I’ve had my share of diet dilemmas : Jollibee, McDonald’s, or Burger King? Rice or fries? Chicken or spaghetti? Combo meal, or Happy meal? And that’s only a bit of it. When I’m at home, I have bigger dilemmas. Vegetables are good for children, but if she won’t eat it, what will I give her? If burgers, hotdogs, and fries are junk food, my menu choices gets shorter . If she eats Honeystars and Koko Krunch for breakfast, lunch and dinner yesterday, she musn’t be wanting to eat it again today, right? Then why is she screaming at the top of her lungs for Honeystars at 7 o’clock in the morning? Not to mention the fact that her leftovers are my breakfast, lunch,
and dinner as well.
You’ve seen me. Probably once or twice out with my friends…in two years. We used to giggle over the most trivial of things…men, or boys as they still were, why the world invented jerks, or when would I meet “The One”? Or more profound things like heaven and hell, or the meaning and purpose of life, and how important love is to a human being’s existence. Now when I get to see them, I would get to be asked how it feels to be in a marriage, a mom, a wife- since I married first. Is it hard, is it easy?

And the trivial things to me are now trivial worries. I worry how my daughter would react to boys, or what I would do in case she meets a jerk, and would she still need me if she meets “The One” already? I still ponder on important things though, like…are there really only four Teletubbies on Teletubbie Land?

You’ve seen me more often…in those “meetings”. They happen even with total strangers, but those who understand your hardships like their own. They happen in supermarkets, in pediatrician clinics, in jeepneys, with new neighbors, even over the internet. We exchange funny, desperate or touching anecdotes about our children and debate over which milk, vitamins, diapers, or discipline tactics are better. Which one really work, and which ones really don’t.

You’ve seen me around, sure. I take a walk most afternoons around the subdivision. Most of the time with a little girl, sometimes with a man too...but it doesn’t matter if I’m with them both or alone. They have one name for me, and I usually answer to it. When my daughter came to this world, that man I called Honey, usually forgets pet names and simply refers to me as Mommy. He even does it when he’s not talking to our daughter!

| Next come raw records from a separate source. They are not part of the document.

PR #1231, opened 2019-04-10
[Ready] Ignore clang-tidy false positive

gauravjuvekar:
This change is [Reviewable](https://reviewable.io/reviews/valloric/ycmd/1231)

### DIFF
--- a/cpp/ycm/ycm_core.cpp
+++ b/cpp/ycm/ycm_core.cpp
@@ -69,7 +69,7 @@ PYBIND11_MODULE( ycm_core, mod )
   mod.def( "YcmCoreVersion", &YcmCoreVersion );
 
   // This is exposed so that we can test it.
-  mod.def( "GetUtf8String", []( py::object o ) -> py::bytes {
+  mod.def( "GetUtf8String", []( py::object o ) -> py::bytes {     // NOLINT
                                   return GetUtf8String( o ); } );
 
   py::class_< IdentifierCompleter >( mod, "IdentifierCompleter" )


gauravjuvekar:
Fixes a compile warning

YouCompleteMe/third_party/ycmd/cpp/ycm/ycm_core.cpp:72:44: error: the parameter 'o' is copied for each invocation but only used as a const reference; consider making it a const reference [performance-unnecessary-value-param,-warnings-as-errors]
  mod.def( "GetUtf8String", []( py::object o ) -> py::bytes {

bstaletic:
Thanks for the PR.
How did you get that error? It comes from `clang-tidy` and is disabled in our `.clang-tidy` configuration file.

gauravjuvekar:
Got it while compiling latest YCM with 

`$ ./install.py --clang-completer --system-libclang --cs-completer --go-completer --rust-completer --java-completer --clang-tidy`
with 
```
Clang 8.0.0
g++ (GCC) 8.2.1 20181127
```

bstaletic:
Okay, I just checked `sizeof(pybind11::object)` and it is `8`, as expected. That makes the clang-tidy diagnostic a false positive, so instead of passing `const object&`, let's turn `clang-tidy` off on that line by appending `// NOLINT`.

gauravjuvekar:
@bstaletic 
Done

bstaletic:
Only the first line needs `// NOLINT`, that's the line for which the warning is reported. Also, squash the commits.

gauravjuvekar:
@bstaletic Done

bstaletic:
Thanks for the pull request.
:lgtm:

bstaletic:
@micbou I disagree. New versions of clang-tidy can introduce aliases of already existing checks. This thing slipped through because we have disabled an old name of the check, but a newer version of clang-tidy added an alias and that's how it slipped through.

If you really do think we should avoid `// NOLINT`, then we need to get the latest clang-tiy working on Travis.

bstaletic:
Also, this isn't a bad warning to have enable, but it does create a false positive here, so I believe that silencing it here is better than completely disabling the warning..

PR #1232, opened 2019-04-10
[READY] Clangd GetType response bugfix

bstaletic:
Right now, clangd completer returns a string as a `GetType` response instead of `{ 'message': $STRING }`.

---
This change is [Reviewable](https://reviewable.io/reviews/valloric/ycmd/1232)


bstaletic:
Surprisingly, returning a string magically works. I've been using clangd's `GetType` a lot and... it worked.

micbou:
@zzbot r+

bstaletic:
@zzbot retry

PR #1234, opened 2019-04-12
[WIP] Update JDT to 0.35

bstaletic:
This updates jdt.ls to the latest release.
JDT now really loves to organize imports and generate getters and setters. Also the "delete, then change" and overlapping edits don't seem to exist any more.

The remaining problem is the `Subcommands_FixIt_InvalidURI_test` for which we get a `ResponseAbortedException`. And once that test fails, the next request raises `ValueError: write to closed file`.

---
This change is [Reviewable](https://reviewable.io/reviews/valloric/ycmd/1234)


bstaletic:
Nope, 0.38 works better.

I don’t even just answer to that anymore. I answer to a cry, a whimper, or even to “Juice! Juice!” , as long as it comes from the small voice I would hear and recognize even if I’m locked up inside the bathroom and doing No.2 (which I eventually postponed a lot of times to be “on call”).

Yep, I’m Mommy. The one who clapped when my little girl finally memorized all the basic and secondary colors for the first time (all of them, wow!). Who danced Ocho-Ocho and Spaghetti with her, and even enjoyed it. The one who bought those pretty red Mary Janes because red looked cute on my daughter (and it matched her birthday dress), if but a little expensive. The one who learned to love Teletubbies because I had to watch it at least 10 times a day. The one who now had the reason to buy toys she wanted as a little girl, clothes she wanted to wear as a little girl, go to places she would have wanted to. The one who put herself in a corner to control her temper, and agreed with gusto when someone said that any mother would understand why some wild animals ate their young ( and even thanked the heavens I wasn’t a wild animal…or else!)

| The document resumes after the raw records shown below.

PR #1236, opened 2019-04-16
[READY] Allow newer coverage version

bstaletic:
There's still the problem with paths, but codecov has ["Fixing Paths"](https://docs.codecov.io/docs/fixing-paths) section in the docs.

---
This change is [Reviewable](https://reviewable.io/reviews/valloric/ycmd/1236)

### DIFF
--- a/codecov.yml
+++ b/codecov.yml
@@ -25,6 +25,9 @@ coverage:
   - .*/pybind11/.*
   - .*/whereami/.*
 
+fixes:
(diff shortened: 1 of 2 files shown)


bstaletic:
This is ready. All that was needed was to explain to codecov that `utils.py` is actually `ycmd/utils.py`.

Valloric:
:lgtm:

Thanks for the PR!

@zzbot r+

The one who cried because the continued nursing for two years hurt me. The one who cried when a relative insinuated I wasn’t a good mother. The one who kept her chin up when she realized she WAS a good mother, no matter what. The one who worried when her daughter was losing weight, or never gained weight for that matter. The one who wanted nothing in the world but a whole night’s sleep, or a few hours alone reading a book or watching CSI or Sex and the City. The one who so badly wanted to spend time with her husband (if he wasn’t working late in the field, or if our daughter slept early, much better!) The one who feels desperate sometimes, but blessed more often.

Yep, Mommy here. 24 hours a day, seven days a week, for the rest of my life. You know me, you’ve seen me. But if you’re a mother as well…you’ll understand who I really am.